───── Exercise input

PR #119, opened 2021-09-27
Update the Freshmaker Docker Image to Fedora 34

ronnyhlim:
Updating the Docker image to use Fedora 34. Once merged in Dev, will run the Ansible tower job and see if there are any issues.

PR #131, opened 2021-11-10
Parse module name stream through modulemd_str

chuazhan:
Use libmodulemd to parse modue name and stream.
One thing to note is no package available in pypi.
Install it through python3-libmodulemd rpm package

JIRA: RHELWF-3779


chuazhan:
Haven't found a good solution as no libmodulemd package in pypi. Just add some doc in README for developer

chuazhan:
@hluk @qixiang @mvalik Please help to review, thanks!

freshmaker/kojiservice.py
```diff
@@ -407,6 +407,41 @@ def get_bundle_csv(self, build_nvr):
...
+        :param str build_nvr: NVR of module build.
+        :return: a dict for module name and its streams, e.g. {"key": [values]}
+        :rtype: dict
+        """
+        module_name_streams_mapping = dict()
+        build = self.get_build(build_nvr)
+        modulemd_str = build.get("extra", {}).get("typeinfo", {}).get("module", {}).get("modulemd_str")
+        if modulemd_str:
+            try:
+                import gi
```
qixiang, line 424: I think there is no strong reason of importing the modules in method instead of the beginning of this module, right?

freshmaker/kojiservice.py
```diff
@@ -407,6 +407,41 @@ def get_bundle_csv(self, build_nvr):
...
+                gi.require_version("Modulemd", "2.0")
+                from gi.repository import Modulemd
+                fedora_index = Modulemd.ModuleIndex.new()
```
qixiang, line 427: By checking the API doc, `Modulemd.ModuleIndex` [1] is mainly designed for dealing with repodata, we only need to deal with a modulemd string, so I think using `Modulemd.ModuleStream` [2] could be better.

[1] https://fedora-modularity.github.io/libmodulemd/latest/modulemd-2.0-Modulemd.ModuleIndexMerger.html
[2] https://fedora-modularity.github.io/libmodulemd/latest/ModulemdModuleStream.html

freshmaker/kojiservice.py
```diff
@@ -407,6 +407,41 @@ def get_bundle_csv(self, build_nvr):
...
+                    for module_name in module_names:
+                        module = merged_index.get_module(module_name)
+                        streams = module.get_stream_names()
+                        module_name_streams_mapping[module_name] = streams
+                else:
+                    log.error("Update ModuleIndex failed from %s: %s", modulemd_str, str(failures))
+            except Exception as e:
+                log.error("Parse module name and streams failed from NVR %s: %s", build_nvr, str(e))
+
+        return module_name_streams_mapping
```
qixiang, line 443: When error happens, an empty dict is returned, it makes no sense, I'd prefer return `None` if we hit any issue of fetching the module metadata.

qixiang: I believe a module build can only have one stream, not 100% sure, but according to the API names, it should be true, you can get only one stream from a modulemd, there is a `get_stream_name` API, as you see, it's `name` not `names`.

I'd suggest refactoring this API to just return a `Modulemd.ModuleStream` instance, like:
```
def get_modulemd(self, build_nvr):
    ...
    try:
        mmd = Modulemd.ModuleStream.read_string(modulemd_str, False, None, None)
    ...
    # any error happens
    # return None
    return mmd
```
then you can get module name and stream with:
```
mmd = session.get_modulemd("foobar-flatpak-xxxxx")
module_name = mmd.get_module_name()
module_stream = mmd.get_stream_name()
```

freshmaker/kojiservice.py
chuazhan: Ack. Probably this is a bad habit from previous experience. We were annoying by cyclic issue, so for an unusual package and it is only used in one place, normally it will be put in lines.

freshmaker/kojiservice.py
chuazhan: Ack. Fixing

freshmaker/kojiservice.py
chuazhan: Thanks @qixiang for you carefully review and constructive suggestions. I check the doc again, and there is description "modulemd_module_stream_read_string has been deprecated since version 2.11 and should not be used in newly-written code.
Use modulemd_read_packager_string() instead.". I change it with read_packager_string, please have a look.

.github/actions/tests/Dockerfile
```diff
@@ -7,7 +7,9 @@ LABEL \
 
 USER 0
 
-RUN dnf install -y python-devel fedora-packager gcc krb5-devel openldap-devel
+RUN dnf install -y python-devel fedora-packager gcc krb5-devel openldap-devel python3-libmodulemd \
+                   gobject-introspection-devel cairo-devel cairo-gobject-devel
```
hluk, line 11: Why are these needed? Why not only `python3-libmodulemd`?

test-requirements.txt
```diff
@@ -8,3 +8,4 @@ vcrpy
 requests_mock
 tox
 mypy
+pygobject
```
hluk, line 11: Why is this needed?

.github/actions/tests/Dockerfile
chuazhan: This is a good question. I was confused too when running the CI. I only install python3-libmodulemd before, but met error like "....Try sudo dnf install gobject-introspection-devel " when installing pygobject

test-requirements.txt
chuazhan: There is no pypi package available for libmodulemd . And actually we are only using gi package. After investigation,  It seems pygobject is good enough. So for testing, we include this package.

freshmaker/kojiservice.py
```diff
@@ -407,6 +409,25 @@ def get_bundle_csv(self, build_nvr):
...
+        """
+        Get Modulemd.ModuleStreamV2 instance through build NVR
+        which can be used to get module's name, stream, etc.
+
+        :param str build_nvr: NVR of module build.
+        :return: Modulemd.ModuleStreamV2 instance.
+        """
+        mmd = None
+        build = self.get_build(build_nvr)
+        modulemd_str = build.get("extra", {}).get("typeinfo", {}).get("module", {}).get("modulemd_str")
```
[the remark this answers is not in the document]
chuazhan: Ok. It is cleaner

.github/actions/tests/Dockerfile
chuazhan: So I am guessing it is a side-effect for installing pygobject

test-requirements.txt
hluk: I'm confused. Why is this needed only in tests? Is it because of `tox` fails to find the packages installed on the system?

Installing `python3-libmodulemd` should make Modulemd available for Python - I think it should install all necessary packages enable `from gi.repository import Modulemd`.

chuazhan: Yeah. I had the same idea with you before. I thought that would be ok to install  python3-libmodulemd only. Let me resubmit it again and double check it.

chuazhan:
Sorry guys for the notification spamming. I just want to save some test links for discussion.

test-requirements.txt
chuazhan: `I'm confused. Why is this needed only in tests? Is it because of tox fails to find the packages installed on the system?`
I am guessing the dependencies installed by python3-libmodulemd in system can not be used in tox environment.

Following is the failed cases with its codes:
https://github.com/redhat-exd-rebuilds/freshmaker/runs/4185263908?check_suite_focus=true
https://github.com/redhat-exd-rebuilds/freshmaker/commit/065dfdf2f1d4616d5eb054a17ecf6cead1767010

The error is: ModuleNotFoundError: No module named 'gi'

.github/actions/tests/Dockerfile
qixiang: Tests are running inside the tox virtualenvs (without using system site packages), so:

1. First you need `pygobject` to be installed in virtualenvs, that's why you need `pygobject` in `requirements.txt` (it's generated by pip-compile).
2. To allow pip install `pygobject` in virtualenvs, you need some `-devel` packages on system, because they're required to compile `pygobject` and its dependencies (`pycairo` and etc) while installing them within virtualenvs, thus you need to install `gobject-introspection-devel` and `cairo-gobject-devel` with yum/dnf before creating virtualenvs.
3. Fedora systems has `libmodulemd` installed by default, so once you have `pygobject` installed in virtualenvs, it's good enough to import modulemd modules within the virtualenvs. Thus you don't need to install `python3-libmodulemd` with dnf/yum.

chuazhan:
Rebase with the latest codes.

README.md
```diff
@@ -89,6 +89,12 @@ Install the dependencies with:
 python3 setup.py develop
 ```
 
+Install required rpm packages:
+
+```bash
+dnf install -y python-devel fedora-packager gcc krb5-devel openldap-devel gobject-introspection-devel cairo-gobject-devel
```
hluk, line 95: Would it make sense to drop the package list to `yum-packages-devel.txt` (similar to `yum-packages.txt`)?

```suggestion
sudo dnf install $(sed 's/#.*//' yum-packages-devel.txt)
```

```
❯ cat yum-packages-devel.txt
fedora-packager
gcc
krb5-devel
openldap-devel
python-devel

# pygobject dependencies
cairo-gobject-devel
gobject-introspection-devel
```

freshmaker/kojiservice.py
```diff
@@ -407,6 +412,29 @@ def get_bundle_csv(self, build_nvr):
...
+            modulemd_str = build["extra"]["typeinfo"]["module"]["modulemd_str"]
+        except KeyError:
+            return None
+
+        if modulemd_str:
+            try:
+                _, mmd = Modulemd.read_packager_string(modulemd_str, None, None)
+            except Exception as e:
+                log.error("Read packager string failed for NVR %s: %s", build_nvr, str(e))
+        return mmd
```
hluk, line 436:
```suggestion
        try:
            _, mmd = Modulemd.read_packager_string(modulemd_str, None, None)
            return mmd
        except Exception as e:
            log.error("Read packager string failed for NVR %s: %s", build_nvr, str(e))
            return None
```

chuazhan: I know some convention says return immediately, and some says one return point.  I don't have strong opinion to use one not the other.

README.md
chuazhan: Put it all in a file is ok for me. Just curious about why adding sudo and removing -y?

hluk: `sudo` is probably needed for most user but I'm not sure what's the convention for putting it into docs. It's OK to leave it out because it is clear when it is required.

I removed `-y` so that user/dev has chance to review the list of packages before they are installed. I would prefer to have the flag only in scripts.

requirements.txt
```diff
@@ -1,5 +1,5 @@
 #
-# This file is autogenerated by pip-compile with python 3.7
+# This file is autogenerated by pip-compile with python 3.8
```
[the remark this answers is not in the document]
chuazhan: yeah. I do refer the DockerFile's fedora version for generating this file, but I am also wondering if the requirements are really dependent on it. If the DockerFile updates the fedora version, we need to update this file as well? I am not sure.

README.md
chuazhan: > I removed -y so that user/dev has chance to review the list of packages before they are installed. I would prefer to have the flag only in scripts.
Ok. Sounds reasonable to me.

requirements.txt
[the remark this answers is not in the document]
chuazhan: I regenerate this file with fedora34's image and the only difference is the comment
"This file is autogenerated by pip-compile with python 3.9". I think we don't need to
wait for #119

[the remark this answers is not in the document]
chuazhan: Updated

README.md
chuazhan: Updated

freshmaker/kojiservice.py
chuazhan: Updated

freshmaker/kojiservice.py
```diff
@@ -407,6 +412,30 @@ def get_bundle_csv(self, build_nvr):
...
+        :return: Modulemd.ModuleStreamV2 instance.
+        """
+        mmd = None
+        build = self.get_build(build_nvr)
+        try:
+            modulemd_str = build["extra"]["typeinfo"]["module"]["modulemd_str"]
+        except KeyError:
+            return None
+
+        if modulemd_str:
```
hluk, line 431: This should not be needed now.

hluk (approved):

freshmaker/kojiservice.py
chuazhan: Ah. Yes, Empty string should be covered in following codes.

chuazhan:
@gnaponie Can you help to have a review, thanks!(Sorry for not involving you at the beginning of task. Just in the process of being familiar with the team and project)

tests/test_kojiservice.py
```diff
@@ -142,3 +142,19 @@ def test_get_bundle_csv_unavailable(mock_get, mock_koji, mock_log):
...
...\n      rpms:\n      - ghc\n    minimal:\n      description: just compiler and base\n      rpms:\n      - ghc-base-devel\n    small:\n      description: compiler with main core libs\n      rpms:\n      - ghc-devel\n  components:\n    rpms:\n      ghc:\n        rationale: compiler\n        repository: git+https://src.fedoraproject.org/rpms/ghc\n        cache: https://src.fedoraproject.org/repo/pkgs/ghc\n        ref: 9.2\n        buildorder: 1\n        arches: [aarch64, armv7hl, i686, ppc64le, s390x, x86_64]\n...\n', 'name': 'ghc', 'stream': '9.2', 'module_build_service_id': 13274, 'version': '3620211101111632', 'context': 'd099bf28', 'content_koji_tag': 'module-ghc-9.2-3620211101111632-d099bf28'}}}, 'id': 1850907, 'name': 'ghc', 'nvr': 'ghc-9.2-3620211101111632.d099bf28', 'owner_id': 56, 'owner_name': 'petersen', 'package_id': 1853, 'package_name': 'ghc', 'release': '3620211101111632.d099bf28', 'source': 'https://src.fedoraproject.org/modules/ghc.git?#5405c8a084c04476a956f1b3e49a733b888066a5', 'start_time': '2021-11-01 13:48:17+00:00', 'start_ts': 1635774497.0, 'state': 1, 'task_id': None, 'version': '9.2', 'volume_id': 0, 'volume_name': 'DEFAULT', 'cg_name': 'module-build-service'}
```
gnaponie, line 150: Could you put this on multiple lines for readability? Also you can remove fields that you don't need for the test, since this is a test.

freshmaker/kojiservice.py
```diff
@@ -407,6 +412,29 @@ def get_bundle_csv(self, build_nvr):
...
+        """
+        mmd = None
+        build = self.get_build(build_nvr)
+        try:
+            modulemd_str = build["extra"]["typeinfo"]["module"]["modulemd_str"]
+        except KeyError:
+            return None
+
+        try:
+            _, mmd = Modulemd.read_packager_string(modulemd_str, None, None)
```
gnaponie, line 432: I'm not familiar with Modulemd, could you explain it a bit to me? Thanks.

gnaponie:
> @gnaponie Can you help to have a review, thanks!(Sorry for not involving you at the beginning of task. Just in the process of being familiar with the team and project)

No worries! :)

gnaponie:
Seems like you have a conflict on the freshmaker/kojiservice.py file. Could you resolve it?

freshmaker/kojiservice.py
chuazhan: This is a library to manipulate module metadata files. More detail, you can check https://github.com/fedora-modularity/libmodulemd
I am using this api https://fedora-modularity.github.io/libmodulemd/latest/modulemd-2.0-Modulemd.html#modulemd-read-packager-string   to parse the module's name and stream from a yaml string.

tests/test_kojiservice.py
chuazhan: I was thinking to save the actual data and maybe in future we can reference different attributes other than name and stream.
But sure, let's make it more readable.

chuazhan:
> Seems like you have a conflict on the freshmaker/kojiservice.py file. Could you resolve it?

Sure. Rebased and upated

freshmaker/kojiservice.py
```diff
@@ -37,11 +37,16 @@
...
 import requests
 import yaml
-import freshmaker.utils
-from freshmaker import log, conf, db
-from freshmaker.consumer import work_queue_put
-from freshmaker.events import BrewContainerTaskStateChangeEvent
-from freshmaker.models import ArtifactBuild
+
+import gi
+gi.require_version('Modulemd', '2.0')  # noqa E402
```
hluk, line 42: Any `import` that goes under this, needs `# noqa E402`. :( Can we perhaps hide this under separate module (e.g. `freshmaker.modulemd`)?

tests/test_kojiservice.py
```diff
@@ -142,3 +142,37 @@ def test_get_bundle_csv_unavailable(mock_get, mock_koji, mock_log):
...
...tps://src.fedoraproject.org/modules/ghc.git?#5405c8a084c04476a956f1b3e49a733b888066a5\n      ursine_rpms:\n      - ghc-bytestring-devel-0:0.10.12.0-115.fc35.s390x\n      - ghc-exceptions-prof-0:0.10.4-115.fc35.armv7hl\n  dependencies:\n  - buildrequires:\n      ghc: [8.10]\n      platform: [f36]\n    requires:\n      platform: [f36]\n  references:\n    community: https://www.haskell.org/ghc\n    documentation: https://wiki.haskell.org/GHC\n    tracker: https://gitlab.haskell.org/ghc/ghc/issues\n  profiles:\n    all:\n      description: standard installation\n      rpms:\n      - ghc\n      - ghc-doc\n      - ghc-prof\n    default:\n      description: standard installation\n      rpms:\n      - ghc\n    minimal:\n      description: just compiler and base\n      rpms:\n      - ghc-base-devel\n    small:\n      description: compiler with main core libs\n      rpms:\n      - ghc-devel\n  components:\n    rpms:\n      ghc:\n        rationale: compiler\n        repository: git+https://src.fedoraproject.org/rpms/ghc\n        cache: https://src.fedoraproject.org/repo/pkgs/ghc\n        ref: 9.2\n        buildorder: 1\n        arches: [aarch64, armv7hl, i686, ppc64le, s390x, x86_64]\n...\n',
```
gnaponie, line 152: Is this needed to be that long for this test? I'm concerned (besides readability) that flake8 will fail.

freshmaker/kojiservice.py
gnaponie: Thank you!

gnaponie:
Anyhow, besides the very small comment (you're free to consider that as optional) the change looks good to me. +1

gnaponie (approved):

chuazhan:
> Anyhow, besides the very small comment (you're free to consider that as optional) the change looks good to me. +1 I deeply apologize for the delay in the review, I had some days of PTO. Thank you for the patience!

Thanks for the review. No problem at all.

tests/test_kojiservice.py
chuazhan: Ack. Make it shorter

freshmaker/kojiservice.py
chuazhan: Yes. But it seems sth come be better, change it a bit. 
I think this is a package we will use, not wrapping a new service, so I prefer not to put it in a separate module.

I tried to put import gi, gi.require_version('Modulemd', '2.0')  # noqa E402 at the end of import chain and there is no flake8 issue, but I guess there is some convention to put the freshmaker model at the end.

chuazhan:
Rebased and updated

freshmaker/kojiservice.py
hluk: The idea was to create simple file `freshmaker/modulemd.py`:

```python
import gi
gi.require_version('Modulemd', '2.0')
from gi.repository import Modulemd  # noqa E402
```

And use `from freshmaker.modulemd import Modulemd`.

chuazhan: Yeah. I agree that this will resolve the flake issues. But do we have strong opinion to create a new file for fixing flake8 issues, is this a convention for fixing this kind of issues, I am not sure.

PR #133, opened 2021-11-15
JSON logging into file

ElenaKarolinaSemanova:
Make JSON logger to write structured data to a file.
(JIRA: CWFHEALTH-778)

### DIFF
--- a/fedmsg.d/freshmaker-logging.py
+++ b/fedmsg.d/freshmaker-logging.py
@@ -11,7 +11,7 @@ config = dict(
         formatters={
             'bare': {
                 'datefmt': '%Y-%m-%d %H:%M:%S',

──────────

__To do__: Using only the entries above, output the line with "chuazhan: Ok. It is cleaner", the line with "hluk: I'm confused.", and all lines between them, exactly as they stand.

__Answer for the task__:
chuazhan: Ok. It is cleaner

.github/actions/tests/Dockerfile
chuazhan: So I am guessing it is a side-effect for installing pygobject

test-requirements.txt
hluk: I'm confused. Why is this needed only in tests? Is it because of `tox` fails to find the packages installed on the system?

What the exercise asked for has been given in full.